Start of Block
PR #1750, opened 2016-08-02
Add RdbmsTableBuilder to replace SMWSQLHelpers

mwjames:
- RDBMS specific code has been moved into corresponding subclasses with `RdbmsTableBuilder` itself implementing the `TableBuilder` interface
- Add unit/integration tests to verify that tables/indicies are created as specified

### DIFF
--- a/includes/storage/SQLStore/SMW_SQLStore3_SetupHandlers.php
+++ b/includes/storage/SQLStore/SMW_SQLStore3_SetupHandlers.php
@@ -2,6 +2,8 @@
 
 use Onoi\MessageReporter\MessageReporter;
 use SMW\CompatibilityMode;
+use SMW\SQLStore\SQLStoreFactory;
+use Onoi\MessageReporter\MessageReporterFactory;
 
 /**
  * @ingroup SMWStore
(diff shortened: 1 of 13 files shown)


mwjames:
@kghbln I tried to be extra observant (and added an extra integration test) to avoid any breakage but this PR can potentially contain a regression during the table setup/update therefore I'm given a prior notice to watch out for issues in this regards. Since I need this for subsequent work I'm unable to wait for someone to test this within a timeframe of a week or longer.

kghbln:
So what I need to do is getting the pr in on sandbox, run the database update and see if there are worries?!

mwjames:
> So what I need to do is getting the pr in on sandbox, run the database update and see if there are worries?!

Since all tests passed, I don't expect any issues. It is just in case that something "funny" occurs during a table update in future then we might have to look at this PR.

mwjames:
I'm just raising awareness that 2.5 contains such change.

kghbln:
Just updated sandbox, ran "update.php" followed by "rebuildData.php" and I was not able to see irregularities nor did I get errors in the log. Seems cool.

PR #1756, opened 2016-08-04
Load Special:Browse content via the API back-end

mwjames:
This PR is made in reference to: N/A

- Display is served from an API request/response in order to increase responsiveness for pages with large fact sets
- `Special:Browse` synchronous display characteristics is still available using `output=legacy` or `$GLOBALS['smwgBrowseByApi'] = false`
- Design issues (html construction etc.) that are prominent in `Special:Browse` (and have moved to the `HtmlContentBuilder`) class has not been addressed as part of this PR and requires a follow-up

This PR includes:
- [x] CI build passed

### DIFF
--- a/DefaultSettings.php
+++ b/DefaultSettings.php
@@ -281,6 +281,12 @@ $GLOBALS['smwgBrowseShowAll'] = true;
 ##
 
 ###
+# Whether the browse display is to be generated using an API request or not.
+##
+$GLOBALS['smwgBrowseByApi'] = true;
+##
+
+###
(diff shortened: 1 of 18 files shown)


mwjames:
As in the outlined use case below (with 1.6 MB in retrievable data) doing a synchronous display (as it is now) will in most cases block the web browser for a length of time and create an unresponsive user interface. 

image

mwjames:
@SemanticMediaWiki/testers Anyone wants to test this before I merge this?

PR #1761, opened 2016-08-07
Add context to newPropertyValueByLabel

mwjames:

- If the property page defines a specific page context then localized annotations (e.g `[[具有类型::文本型]]`) can be correctly identified.
- A page content language defined by `SIL` can directly make use of this

This PR includes:
- [x] CI build passed

### DIFF
--- a/includes/dataitems/SMW_DI_Property.php
+++ b/includes/dataitems/SMW_DI_Property.php
@@ -388,7 +388,7 @@ class DIProperty extends SMWDataItem {
 	 *
 	 * @return DIProperty object
 	 */
-	public static function newFromUserLabel( $label, $inverse = false ) {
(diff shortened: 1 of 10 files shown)


mwjames:
@kghbln FYI, I saw some examples [0] where `Special:CreateProperty` generated content like `Cette propriété est de type [[A le type::URL]].` due to the `FR` content language. This PR should allow for those annotation to be recognised correctly while we retain our ability to switch the user language.

The canonical `Has type` will always work (== in any language) but now it is possible to rely on either the site content or page content language.

[0] http://sandbox.semantic-mediawiki.org/w/index.php?title=Attribut:G-Has_logo

kghbln:
@mwjames Great that you saw this. Did not get around reporting this yet. Now it is already tackled. Cool service.

Issue #1621, opened 2016-05-26
Localization and multilingual content


mwjames:
In light of the upcoming 2.4 release and with multilingual wikis becoming (or maybe already are) a hot-button topic, I gave it quick and dirty write-up on how SMW can be used to manage content in different languages. I'll invite interested parties to review and improve [0] the text and/or in case something is unclear to post a question here.

While alternative property labels (those with a language tag) are not yet supported, I think we come a long way from being mono restricted and provide a lean and mean conceptional framework for users to create multilingual content.

[0] https://www.semantic-mediawiki.org/wiki/Localization_and_multilingual_content

refs #594

nemobis:
Is there some part on which you most need/desire comments?

Do I understand correctly that in your opinion making SMW multilingual boils down to making links language-aware?

Issue #1452, opened 2016-03-12
Replace inContentLanguage


mwjames:
I just realized that most errors are displayed in or by using `inContentLanguage` which isn't really what we want, so either remove this or explicitly use `inLanguage( ... )`to ensure that messages are displayed in the user language selected.

http://sandbox.semantic-mediawiki.org/wiki/Issue/1243_%28Make_failed_queries_discoverable%29

Content language being FR, user language is EN but the error is displayed in FR.

mwjames:
@kghbln Maybe should make an analysis where such change makes most sense.

JeroenDeDauw:
What errors is this about? What you are saying makes sense to me for special pages and such things that are not cached. Not for things that are cached, such as the content of pages.

mwjames:
Mostly happened with #1768.

It may that we missed something but those should appear in the `Special:ProcessingErrorList` as not "translatable" when a user switches its language.

PR #1768, opened 2016-08-12
Make display of errors user language dep., refs #1293, #1452, #1621

mwjames:
This PR is made in reference to: #1293, #1452, #1621

-  Error messages are only being resolved when requested by an output
- `ProcessingErrorMsgHandler` and `ErrorMsgTextValue` will handle the specific encoding/decoding so it can be stored context independent 
- Error messages are stored with its identifier (instead of a lang dep. text) in order for its signature to remain stable and independent of a language representation 
- Switching a user language (via ULS) will now (for most DV's) display the message in a user specific context
- Removes `wfMessage` dependencies in `DataValue` objects
- Ties in with the effort of providing a better localized user experience [0]

This PR includes:
- [x] CI build passed

[0] https://www.semantic-mediawiki.org/wiki/Localization_and_multilingual_content


mwjames:
> ... will now (for most DV's) display the message in a user specific context

@kghbln For most of the errors after a newly rebuild run we should see messages that switch with the user language but some of the objects in [0] still contain things like `$this->addError( wfMessage( 'smw_wrong_namespace', $propertyNamespace )->inContentLanguage()->text() );` and need  to be converted to something like `$this->addErrorMsg( array( 'smw_wrong_namespace', $propertyNamespace ) );`

[0] https://github.com/SemanticMediaWiki/SemanticMediaWiki/tree/master/includes/datavalues

mwjames:
Changing languages will now have errors display in a user language context.

image

image

PS: As for the above [0] example, "FR" is the site content language hence "no" is not recognized as valid value. Once the [page content language](https://www.semantic-mediawiki.org/wiki/Page_content_language) is switched to "EN", the error should disappear.

[0] http://sandbox.semantic-mediawiki.org/wiki/Charles_de_gaulle

Issue #1763, opened 2016-08-09
Add `--quick` option to "rebuildFulltextSearchTable.php"


kghbln:
To be able to skip the five second countdown sequence it will be nice to have an additional ``--quick`` option to the "rebuildFulltextSearchTable.php" script.

mwjames:
Done with #1769.

kghbln:
> Done with #1769.

Awesome and [documented](https://www.semantic-mediawiki.org/wiki/Help:RebuildFulltextSearchTable.php) now!

PR #1769, opened 2016-08-12
FTS rebuilder to add --v/--quick option, refs #1481, #1763

mwjames:
This PR is made in reference to: #1481, #1763

- Adds `--v`/`--quick` to `rebuildFulltextSearchTable.php`

This PR includes:
- [x] CI build passed


mwjames:
`--v` will output things like:

```
Table(s) not used for indexing:

- smw_di_number                     Not a blob or URI table type.
- smw_di_bool                       Not a blob or URI table type.
- smw_di_time                       Not a blob or URI table type.
- smw_di_coords                     Not a blob or URI table type.
- smw_di_wikipage                   Not a blob or URI table type.
- smw_fpt_type                      Fixed property table that belongs to the _TYPE exempted property.
```

PR #1775, opened 2016-08-12
Fix time offset recognition

mwjames:

- Fix time offset recognition where something like `[[Has date::1 Jan 1971 13:45:23-3:30]]` should return
`1971-01-01T16:15:23`. This is/was at least broken since 1.9.2 (where it returns `1 January 1971 13:45:23`).
- Adds additional error msgs to clarify situations where values are unclear, incomprehensible,  or insufficient

This PR includes:
- [x] CI build passed


mwjames:
http://sandbox.semantic-mediawiki.org/wiki/Issue/1775

## Before

image

Issue #1708, opened 2016-07-07
External identifier type


mwjames:
Add a new type called `External identifier` (`[[Has type::External identifier]]`) to transform a string literal into an external resource uri.

The `External identifier` type will require a `External formatter uri` annotation in order for the property declaration to be valid, so that an input like `[[NDL ID::00564222]]` is referenced as `https://id.ndl.go.jp/auth/ndlna/00564222`. 

Other attributes such as `Allows pattern` or `Has uniqueness constraint` can be applied as well but are not required to form a valid property declaration.

![image](https://cloud.githubusercontent.com/assets/1245473/16670583/34acff48-449b-11e6-9584-5a634e083183.png)

mwjames:
https://www.semantic-mediawiki.org/wiki/Help:Type_External_identifier

kghbln:
@mwjames I just created special property docu for [external identifier](https://www.semantic-mediawiki.org/wiki/Help:Special_property_External_identifier). Could you please set up an usage example for it on sandbox?

mwjames:
>  I just created special property docu for external identifier. Could you please set up an usage example for it on sandbox?

You mean?

- https://sandbox.semantic-mediawiki.org/wiki/Attribut:EC_number
- https://sandbox.semantic-mediawiki.org/wiki/Attribut:P3520
- https://sandbox.semantic-mediawiki.org/wiki/Attribut:NDL_ID

kghbln:
> You mean?

I was wondering how the special property comes into play: https://sandbox.semantic-mediawiki.org/wiki/Attribut:External_identifier

mwjames:
> I was wondering how the special property comes into play: https://sandbox.semantic-mediawiki.org/wiki/Attribut:External_identifier

Actually there is no use case for this property alone since you always need a `External formatter URI`. I mostly added them so the there are reserved and cannot be occupied by a user defined property and hereby create confusion about the usage.

kghbln:
Thanks for the insight. Documented on wiki!

PR #1782, opened 2016-08-15
Update SMW_LanguageDe.php

kghbln:
This PR is made in reference to:
- https://github.com/SemanticMediaWiki/SemanticMediaWiki/issues/1708
- https://github.com/SemanticMediaWiki/SemanticMediaWiki/pull/1721

- Provide missing German translations for datatype names and special property names

This PR includes:
- [x] Tests (unit/integration) - already available
- [x] CI build passed

### DIFF
--- a/languages/SMW_LanguageDe.php
+++ b/languages/SMW_LanguageDe.php
@@ -49,16 +49,16 @@ class SMWLanguageDe extends SMWLanguage {
 		'_rec' => 'Verbund', // name of the record datatype
 		'_qty' => 'Maß', // name of the quantity datatype
 		'_mlt_rec' => 'Einsprachiger Text',
-		'_eid' => 'External identifier',
+		'_eid' => 'Externe Kennung'
 	);
 
 	protected $m_DatatypeAliases = array(
-		'URI'			=> '_uri',
-		'Ganze Zahl'		=> '_num',
-		'Dezimalzahl'		=> '_num',
-		'Aufzählung'		=> '_txt',
-		'Zeichenkette'		=> '_txt',
-		'Menge' 		=> '_qty',
+		'URI' => '_uri',
+		'Ganze Zahl' => '_num',
+		'Dezimalzahl' => '_num',
+		'Aufzählung' => '_txt',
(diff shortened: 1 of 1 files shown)


languages/SMW_LanguageDe.php
```diff
@@ -96,8 +96,8 @@ class SMWLanguageDe extends SMWLanguage {
 		'_PVAP' => 'Erlaubt Muster',
 		'_DTITLE' => 'Anzeigetitel',
 		'_PVUC' => 'Erlaubt Wert einmal',
-		'_PEID' => 'External identifier',
-		'_PEFU' => 'External formatter uri',
+		'_PEID' => 'Kennung zur externen URI',
```
kghbln: @mwjames I am assuming here that this special property will always be used for exteral identifiers in connection with constructing an URI, so no other external ...

Yes, I am deliberately translating the special property and datatype differently. So no worries.

mwjames: > special property will always be used for exteral identifiers in connection with constructing an URI

Yes

`_PEID` is just reserved, the most important part is the type `_eid` which controls the behaviour and allows the output [0, 1] to be exported as:

```
<property:NDL_ID rdf:datatype="http://www.w3.org/2001/XMLSchema#string">00432003</property:NDL_ID>
<skos:exactMatch rdf:resource="https://id.ndl.go.jp/auth/ndlna/00432003"/>
``` 
Property specification follows:

```
* Has type: [[Has type::External identifier]]
* External formatter uri: [[External formatter uri::https://id.ndl.go.jp/auth/ndlna/$1]]
```


If you add `[[External formatter uri::...]]` to another property specification that is not of type `External identifier` then it just gets ignored,


[0] http://sandbox.semantic-mediawiki.org/wiki/Sp%C3%A9cial:Parcourir/Q1339
[1] http://sandbox.semantic-mediawiki.org/w/index.php?title=Sp%C3%A9cial:Export_RDF/Q1339&syntax=rdf

kghbln: Great, thank you for your insight and confirming my understanding of this enhancement.

PR #1784, opened 2016-08-17
Don't call assert() with a string

jdforrester:
Moved upstream from https://gerrit.wikimedia.org/r/#/c/304772/


jdforrester:
cc @tstarling who wrote this.

JeroenDeDauw:
Thanks!

PR #1786, opened 2016-08-17
Extend testcases to include not like

kghbln:
This PR is made in reference to: #1129 

- test case for not like telephone number
- test case for not like e-mail address

This PR includes:
- [x] CI build passed

### DIFF
--- a/tests/phpunit/Integration/ByJsonScript/Fixtures/q-0702.json
+++ b/tests/phpunit/Integration/ByJsonScript/Fixtures/q-0702.json
@@ -30,7 +30,7 @@
 	],
 	"query-testcases": [
 		{
-			"about": "#0",
+			"about": "#0 search phone number +1-2012-555-5555",
 			"condition": "[[Has telephone number::+1-2012-555-5555]]",
 			"printouts" : [ "Has telephone number" ],
 			"parameters" : {
@@ -85,7 +85,7 @@
 			}
 		},
 		{
-			"about": "#3",
+			"about": "#3 search e-mail address Lorem@ipsum.org",
 			"condition": "[[Has email::Lorem@ipsum.org]]",
 			"printouts" : [],
 			"parameters" : {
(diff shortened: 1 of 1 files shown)


tests/phpunit/Integration/ByJsonScript/Fixtures/q-0702.json
```diff
@@ -117,6 +117,40 @@
...
+			"about": "#5 search phone number that does not contain 123",
+			"condition": "[[Has telephone number::!~*123*]]",
+			"printouts" : [],
+			"parameters" : {
+				"limit" : "10"
+			},
+			"queryresult": {
+				"count": "1",
+				"results": [
+					"Page/07/02/2#0##"
```
kghbln: was not sure about the `#0##` particle so I just added it too.

kghbln:
My first fiddling with tests. Let's see.

tests/phpunit/Integration/ByJsonScript/Fixtures/q-0702.json
mwjames: Very nice.

For some background, using the particular `query-testcases` is accessing query methods directly as provided by the system (== `Store::getQueryResult`) hence the results resemble the internal representation more closely. As for the `results` field those are fields you normally see as linked "main" subject in a table and is serialised as `Name#NamespaceId#Interwiki#SubobjetctName`.

On the opposite, the `parser-testcases` uses the output generated by MW after a page was saved with all its internal/external formatting which allows us to compare the `final` output (normally what we expect an end-user to see) and is the reason why for most of those cases we assert HTML strings against `expected-output:to-contain`/`expected-output:not-contain` expectations.

In short, `query-testcases` is more about the detail of a query and its expect result while  `parser-testcases` is about the formatting that is applied to it.

kghbln: Great, thank you for your insight. I have added the "wikidocu missing" label so I do not forget to do this on wiki for a wider audience to know this.

PR #1793, opened 2016-08-18
TimeValue to support #LOCL@... as output format, refs #1545

mwjames:
This PR is made in reference to: #1545

- Support language specific output allowing something like `#LOCL@es` to output a localized date for the annotated language instead of the user language.

This PR includes:
- [x] CI build passed


mwjames:
http://sandbox.semantic-mediawiki.org/wiki/Issue/1545_%28LOCL%29

PR #1796, opened 2016-08-18
Allow Special:Import to have early access to property specifications

mwjames:

- Allow `Special:Import` to have early access to property specifications

This PR includes:
- [x] CI build passed

### DIFF
--- a/src/MediaWiki/Hooks/LinksUpdateConstructed.php
+++ b/src/MediaWiki/Hooks/LinksUpdateConstructed.php
@@ -71,6 +71,11 @@ class LinksUpdateConstructed {
 			$this->updateEmptySemanticData( $parserData, $title );
 		}
 
+		// Push updates on properties directly without delay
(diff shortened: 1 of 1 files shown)


mwjames:
SMW generally pushes changes to its StorageEngine in form of deferred updates [0] to avoid lock contention or race conditions. Unfortunately, when importing pages that comes at price that specifications of a property are only available after the `DeferredUpdates` has been processed which can be rather late for "normal" imported pages that rely on those specifications (mostly type information) since the `WikiImporter` posts pages in bulk without delaying transactions. 

The above observation is made in connection for when properties are imported first before any "subject" matter. For property specifications that are imported after a subject it should be clear that those specs can not be available by the time a subject makes a reference to it.

Since the `Import` class or its hooks doesn't identify itself as being "imported" during the process, we need to circumvent the situation in case a page is a property page (`SMW_NS_PROPERTY`).

[0] https://www.semantic-mediawiki.org/wiki/Deferred_updates

Issue #2951, opened 2018-01-10
Feature request: Natural Sorting of query results 


revansx:
### Setup and configuration

- SMW version:Any/All/Current
- MW version:Any/All/Current
- PHP version:Any/All/Current
- DB system (MySQL, Blazegraph, etc.) and version: Any/All

### Feature Request ###
Hi,

> I have users entering in reference IDs as a decimal structure (WBS) as 
> follows as values to a Semantic Property of type Text:

Under the assumption (due to missing context) that an entity contains annotations like [[Has text::1.4.4.8.3.1]] ... [[Has text::1.4.4.8.3.12]] and your query looks similar to:

```
{{#ask: [[SomeProperty:WithSomeCondition]]
 |?Has text
}}
```

It produces the mentioned order using the codified procedure in [0] for how to sort "column" values to an entity. As seen in [0] it uses `SORT_LOCALE_STRING` as flag for anything that is not numeric therefore the order is as you have described it.

```
{{#ask: [[SomeProperty:WithSomeCondition]]
 |?Has text|+order=asc
}}
```

You can modify the order using [1], yet of course it will not alter the sorting behaviour in terms of the codified `SORT_LOCALE_STRING` flag.

> Is there a way (data type or otherwise) that I can sort this as 
> desired? (Attempting to pre-define it is not practical.)

I'm presume you are looking for a natural sorting (`SORT_NATURAL`) [2] with 1.4.4.8.3.1 ... 1.4.4.8.3.12. At a glance, four lines of code should be able to extend the sort behaviour (without altering the current behavior) and if you create a ticket, I'll try to comment on it.

[0] https://github.com/SemanticMediaWiki/SemanticMediaWiki/blob/2.5.x/src/SQLStore/RequestOptionsProcessor.php#L240-L245
[1] https://www.semantic-mediawiki.org/wiki/Help:Ask_syntax/Printout_sorting_order
[2] http://php.net/manual/en/function.sort.php

Cheers

On 1/10/18, Evans, Richard K. (GRC-H000) <richard.k.evans@nasa.gov> wrote:
> I have users entering in reference IDs as a decimal structure (WBS) as 
> follows as values to a Semantic Property of type Text:
>
> 1.4.4.8.3.1
> 1.4.4.8.3.2
> 1.4.4.8.3.3
> 1.4.4.8.3.4
> 1.4.4.8.3.5
> 1.4.4.8.3.6
> 1.4.4.8.3.7
[...]

PR #2953, opened 2018-01-13
Support printout column nat sort (n-asc, n-desc), refs 2951

mwjames:
This PR is made in reference to: #2951 

- See #2951
- Adds support for `n-asc`and `n-desc` as `|+order=` parameter to command a natural sorting of __printout__ column values

This PR includes:
- [x] CI build passed

### DIFF
--- a/src/Query/Result/ResultFieldMatchFinder.php
+++ b/src/Query/Result/ResultFieldMatchFinder.php
@@ -170,6 +170,12 @@ class ResultFieldMatchFinder {
 				$options->limit = trim( $limit );
 			}
 
+			// Expecting a natural sort behaviour (n-asc, n-desc)?
+			if ( strpos( $order, 'n-' ) !== false ) {
+				$order = str_replace( 'n-', '', $order );
+				$options->natural = true;
+			}
+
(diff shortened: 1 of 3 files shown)


mwjames:
https://sandbox.semantic-mediawiki.org/wiki/Issue/2953

kghbln:
[Documented](https://www.semantic-mediawiki.org/w/index.php?title=Help%3AAsk_syntax%2FPrintout_sorting_order&type=revision&diff=58260&oldid=58257) on wiki.

krabina:
When I wanted to try out this feature and improve the documentation, I encountered the following behaviour:
If you want a table to have two soring columns and one of them is not a property, but the mainlabel, this works:
` |sort=,Average rainy days`
or
` |sort=Average rainy days,`

as documented here:
https://www.semantic-mediawiki.org/wiki/Help:Sorting#Sorting_the_main_column

However, if you add an order parameter
`|order=asc,desc`
or 
`|order=n-asc,n-desc`
this does not work.

As the syntax is not very intuitive, it might me even better to have somehing like 
`|sort=mainlabel,Average rainy days`
or do a 
```
|?mainlabel=City
|sort=City,Average rainy days
```
both of which do not work currently (and would probably need a new feature request).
End of Block
**Work request:** When a line above includes the word "early", please list that line.

**Solution to this task:**
Allow Special:Import to have early access to property specifications
- Allow `Special:Import` to have early access to property specifications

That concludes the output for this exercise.